Fasting hypoglycemia may occur in certain endocrine disorders, such as hypopituitarism, Addison disease, or myxedema; in disorders related to liver malfunction, such as acute alcoholism or liver failure; and in instances of end-stage chronic kidney disease, particularly in patients requiring dialysis (Table 27–13). These conditions are usually obvious, with hypoglycemia being only a secondary feature. When fasting hypoglycemia is a primary manifestation developing in adults without apparent endocrine disorders or inborn metabolic diseases from childhood, the principal diagnostic possibilities include (1) hyperinsulinism, due to either pancreatic B cell tumors, iatrogenic or surreptitious administration of insulin or sulfonylurea; and (2) hypoglycemia due to extrapancreatic tumors.

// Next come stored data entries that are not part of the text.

PR #1062, opened 2026-07-14
Script updates

svank:
* Better error reporting in `import_export`
* `productionify` supports running to generate jp2s and/or .sha files without changing the version string.

### DIFF
--- a/changelog/1062.feature.2.rst
+++ b/changelog/1062.feature.2.rst
@@ -1,0 +1,1 @@
+Better error reporting in import_export.py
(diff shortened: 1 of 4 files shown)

Table 27–13.Common causes of hypoglycemia in adults.1 ||Download (.pdf) Table 27–13. Common causes of hypoglycemia in adults.1
Pancreatic B cell tumor
Surreptitious administration of insulin or sulfonylureas
Noninsulinoma pancreatogenous hypoglycemia syndrome
Occult diabetes mellitus
Idiopathic anti-insulin antibodies (which release their bound insulin)
Antibodies to insulin receptors (which act as agonists)
Postprandial (reactive) hypoglycemia may be seen after gastrointestinal surgery and is particularly associated with the dumping syndrome after gastrectomy and Roux-en-Y gastric bypass surgery. Occult diabetes very occasionally presents with postprandial hypoglycemia. Rarely, it occurs with islet cell hyperplasia—the so-called noninsulinoma pancreatogenous hypoglycemia syndrome.
Alcohol-related hypoglycemia is due to hepatic glycogen depletion combined with alcohol-mediated inhibition of gluconeogenesis. It is most common in malnourished individuals with excessive alcohol intake but can occur in anyone who is unable to ingest food after an acute alcoholic episode followed by gastritis and vomiting.
Immunopathologic hypoglycemia is an extremely rare condition in which anti-insulin antibodies or antibodies to insulin receptors develop spontaneously. In the former case, the mechanism appears to relate to increasing dissociation of insulin from circulating pools of bound insulin. When antibodies to insulin receptors are found, most patients do not have hypoglycemia but rather severe insulin-resistant diabetes and acanthosis nigricans. However, during the course of the disease in these patients, certain anti-insulin receptor antibodies with agonist activity mimicking insulin action may develop, producing severe hypoglycemia.